- Opening Delimiter -

PR #12200, opened 2023-10-24
fixed error message and a check for processor name

lkuligin:
Replace this entire comment with:
  - **Description:** a small fix on error description / a check for processor name
  - **Issue:** the issue #11407

PR #13999, opened 2023-11-29
New model parameters and dynamic batching for VertexAIEmbeddings

vladkol:
- **Description:** VertexAIEmbeddings performance improvements
  - **Twitter handle:** @vladkol

## Improvements

- Dynamic batch size, starting from 250, lowering down to 5. Batch size varies across regions.
Some regions support larger batches, and it significantly improves performance.
When running large batches of texts in `us-central1`, performance gain can be up to 3.5x.
The dynamic batching also makes sure every batch is below 20K token limit.
- New model parameter `embeddings_type` that translates to `task_type` parameter of the API. Newer model versions support [different embeddings task types](https://cloud.google.com/vertex-ai/docs/generative-ai/embeddings/get-text-embeddings#api_changes_to_models_released_on_or_after_august_2023).


efriis:
@vladkol could you merge in the latest master and resolve conflicts?

efriis:
cc @holtskinner and @lkuligin to comment on approach!

libs/langchain/langchain/embeddings/vertexai.py
```diff
@@ -1,16 +1,39 @@
...
+_MAX_TOKENS_PER_BATCH = 20000
+_MAX_BATCH_SIZE = 250
+_MIN_BATCH_SIZE = 5
+
 
 class VertexAIEmbeddings(_VertexAICommon, Embeddings):
     """Google Cloud VertexAI embedding models."""
 
-    model_name: str = "textembedding-gecko"
+    model_name: str = "textembedding-gecko@latest"
```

- Closing Delimiter -

[WHAT TO DO]
Extract the data exactly as given.

[FINAL ANSWER]
PR #12200, opened 2023-10-24
fixed error message and a check for processor name

lkuligin:
Replace this entire comment with:
  - **Description:** a small fix on error description / a check for processor name
  - **Issue:** the issue #11407

PR #13999, opened 2023-11-29
New model parameters and dynamic batching for VertexAIEmbeddings

vladkol:
- **Description:** VertexAIEmbeddings performance improvements
  - **Twitter handle:** @vladkol

## Improvements

- Dynamic batch size, starting from 250, lowering down to 5. Batch size varies across regions.
Some regions support larger batches, and it significantly improves performance.
When running large batches of texts in `us-central1`, performance gain can be up to 3.5x.
The dynamic batching also makes sure every batch is below 20K token limit.
- New model parameter `embeddings_type` that translates to `task_type` parameter of the API. Newer model versions support [different embeddings task types](https://cloud.google.com/vertex-ai/docs/generative-ai/embeddings/get-text-embeddings#api_changes_to_models_released_on_or_after_august_2023).


efriis:
@vladkol could you merge in the latest master and resolve conflicts?

efriis:
cc @holtskinner and @lkuligin to comment on approach!

libs/langchain/langchain/embeddings/vertexai.py
```diff
@@ -1,16 +1,39 @@
...
+_MAX_TOKENS_PER_BATCH = 20000
+_MAX_BATCH_SIZE = 250
+_MIN_BATCH_SIZE = 5
+
 
 class VertexAIEmbeddings(_VertexAICommon, Embeddings):
     """Google Cloud VertexAI embedding models."""
 
-    model_name: str = "textembedding-gecko"
+    model_name: str = "textembedding-gecko@latest"
```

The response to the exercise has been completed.